PR #568, opened 2020-04-15
Add function to threshold method

DannieSheng:
**Describe your changes**
A function called "mask_bad" is added to plantcv/plantcv/threshold/threshold_methods.py. This function is useful for creating a mask based on input grayscale image and a dictionary of indices of user defined "bad" pixels.

**Type of update**
Is this a:
* Update to documentation
* Work in progress

**Additional context**
This pull request follows another one, #558, and will followed by another one, that used the output of this function.


nfahlgren:
Hi @DannieSheng, rather than make a dictionary of bad pixels, what if we just use NumPy functions to make the mask in the `mask_bad` function?

```python
mask = np.zeros(np.shape(gray_img), dtype=np.uint8)
if bad_type.lower() == "native":
    mask[np.isnan(gray_img)] = 255
    mask[np.isinf(gray_img)] = 255
elif bad_type.lower() == "inf":
    mask[np.isinf(gray_img)] = 255
elif bad_type.lower() == "nan":
    mask[np.isnan(gray_img)] = 255
else:
    fatal_error("Not a valid bad_type: {}".format(bad_type))
```

DannieSheng:
@nfahlgren That makes much sense! Thank you, I will change that!

DannieSheng:
@nfahlgren Actually that would depend on what we want the function to do. The my function is one that takes a dictionary of use defined "bad" pixels that we want to mark. The dictionary is an output of the extract_index function, which indicates those pixels with some irregular values in some bands of their spectra. Which means that contains the information about the hyper spectral image and we can show these pixels in the pseudo-color visualization. My understanding is that it is a little bit different from taking an gray image and mark the "bad" based on that gray image.

nfahlgren:
@DannieSheng in the modified `extract_index` function the dictionary is created using the NumPy `isnan` and `isinf` functions to find the locations of these values in the grayscale VI image. But the VI image containing nan and inf values already has the location information encoded in the VI array. So rather than building a dictionary, we can use the NumPy `isnan` and `isinf` functions to make the mask in your new bad_mask function. It looks to me like it achieves the same functionality you are looking for but without a new output to `extract_index` and with one fewer input to `mask_bad` correct?

DannieSheng:
@nfahlgren Thank you. I see and I agree. So I think for the extract_index function, we need only one output, which is the VI. And I will have to change this mask_bad function. Is everything correct?

nfahlgren:
Sorry for the delay @DannieSheng, that sounds great!

nfahlgren:
Hi @DannieSheng,

Right now in `mask_bad` it will trigger a fatal error if a user asks to mask `nan` or `inf` but their image does not have those values. Couldn't we just return a black mask? The fatal error will trigger your workflow to stop, so you lose any additional analysis you might want to do.

DannieSheng:
@nfahlgren Your are right! I agree. I have updated the function and right now travisCI is running the test.

DannieSheng:
This can be closed after we merge #569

Assignment:
Would you copy out all the entries above without changing a single character?

Answer to this exercise:
PR #568, opened 2020-04-15
Add function to threshold method

DannieSheng:
**Describe your changes**
A function called "mask_bad" is added to plantcv/plantcv/threshold/threshold_methods.py. This function is useful for creating a mask based on input grayscale image and a dictionary of indices of user defined "bad" pixels.

**Type of update**
Is this a:
* Update to documentation
* Work in progress

**Additional context**
This pull request follows another one, #558, and will followed by another one, that used the output of this function.


nfahlgren:
Hi @DannieSheng, rather than make a dictionary of bad pixels, what if we just use NumPy functions to make the mask in the `mask_bad` function?

```python
mask = np.zeros(np.shape(gray_img), dtype=np.uint8)
if bad_type.lower() == "native":
    mask[np.isnan(gray_img)] = 255
    mask[np.isinf(gray_img)] = 255
elif bad_type.lower() == "inf":
    mask[np.isinf(gray_img)] = 255
elif bad_type.lower() == "nan":
    mask[np.isnan(gray_img)] = 255
else:
    fatal_error("Not a valid bad_type: {}".format(bad_type))
```

DannieSheng:
@nfahlgren That makes much sense! Thank you, I will change that!

DannieSheng:
@nfahlgren Actually that would depend on what we want the function to do. The my function is one that takes a dictionary of use defined "bad" pixels that we want to mark. The dictionary is an output of the extract_index function, which indicates those pixels with some irregular values in some bands of their spectra. Which means that contains the information about the hyper spectral image and we can show these pixels in the pseudo-color visualization. My understanding is that it is a little bit different from taking an gray image and mark the "bad" based on that gray image.

nfahlgren:
@DannieSheng in the modified `extract_index` function the dictionary is created using the NumPy `isnan` and `isinf` functions to find the locations of these values in the grayscale VI image. But the VI image containing nan and inf values already has the location information encoded in the VI array. So rather than building a dictionary, we can use the NumPy `isnan` and `isinf` functions to make the mask in your new bad_mask function. It looks to me like it achieves the same functionality you are looking for but without a new output to `extract_index` and with one fewer input to `mask_bad` correct?

DannieSheng:
@nfahlgren Thank you. I see and I agree. So I think for the extract_index function, we need only one output, which is the VI. And I will have to change this mask_bad function. Is everything correct?

nfahlgren:
Sorry for the delay @DannieSheng, that sounds great!

nfahlgren:
Hi @DannieSheng,

Right now in `mask_bad` it will trigger a fatal error if a user asks to mask `nan` or `inf` but their image does not have those values. Couldn't we just return a black mask? The fatal error will trigger your workflow to stop, so you lose any additional analysis you might want to do.

DannieSheng:
@nfahlgren Your are right! I agree. I have updated the function and right now travisCI is running the test.

DannieSheng:
This can be closed after we merge #569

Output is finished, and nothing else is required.